**** Exercise data
PR #834, opened 2020-07-25
"Add to Shortcuts" button in Action configurator

zacwest:
- Restores the cancel button for Action editing.
- Adds the Add to Shortcuts button in the "Name" section.

Image 12


TomBrien:
Does this register `name` or `text` as the Siri command?

zacwest:
I left the "suggested phrase" option blank, so it defaults to an empty field to type in. I'd imagine if we wanted to suggest a default that "text" might be the right one.

TomBrien:
I think leaving empty sounds perfect actually.

PR #838, opened 2020-07-27
Allow specifying Scene Action colors via Scene attributes

zacwest:
Adds parsing for `icon_color`, `text_color` and `background_color` as read from the Scene. Whenever these are set in the config, we hide the corresponding row when configuring its action.

Image 14


TomBrien:
Might be worth having a string "The appearance of this action is defined by the scene configuration in Home Assistant" similar to the "You can also change these by customizing…"

PR #842, opened 2020-07-28
Generate more compatible random colors for Actions

### LINKED ISSUE #422: Simplify New Action screen
(please label 2.0 Beta)

There are two parts of this screen that I think could be improved on after adding many actions:

1. `Action` as the default value in the "Text" field. This has to be deleted and replaced with a value. Perhaps it could act more like a placeholder so it doesn't need to be deleted?

2. The colour controls of the text/background/icon are handy but the randomisation means I have to do a lot of scrolling/tapping to get mine all looking the same. Perhaps there should be black text/white background defaults, leaving the user to set custom colours if they want to?

IMG_2576

zacwest:
Fixes #422. This aims to create background colors that are:

1. Any hue (e.g. red, green, blue)
2. Saturation between 50% and 100% (avoiding super gray colors)
3. Brightness between 25% and 75% (avoiding blacks and whites)

It'll then set both the text and icon color to the same pairing we use for calculating whether to use a light or dark status bar color, sticking to white or black.

Examples:

Image 16
Image 17
Image 18

### DIFF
********
§ **Exercise description**
With the line holding "Might be worth" as the first and the line holding "(please label 2.0 Beta)" as the last, set down that range of the entries above exactly, and nothing else.

§ **Exercise result**
Might be worth having a string "The appearance of this action is defined by the scene configuration in Home Assistant" similar to the "You can also change these by customizing…"

PR #842, opened 2020-07-28
Generate more compatible random colors for Actions

### LINKED ISSUE #422: Simplify New Action screen
(please label 2.0 Beta)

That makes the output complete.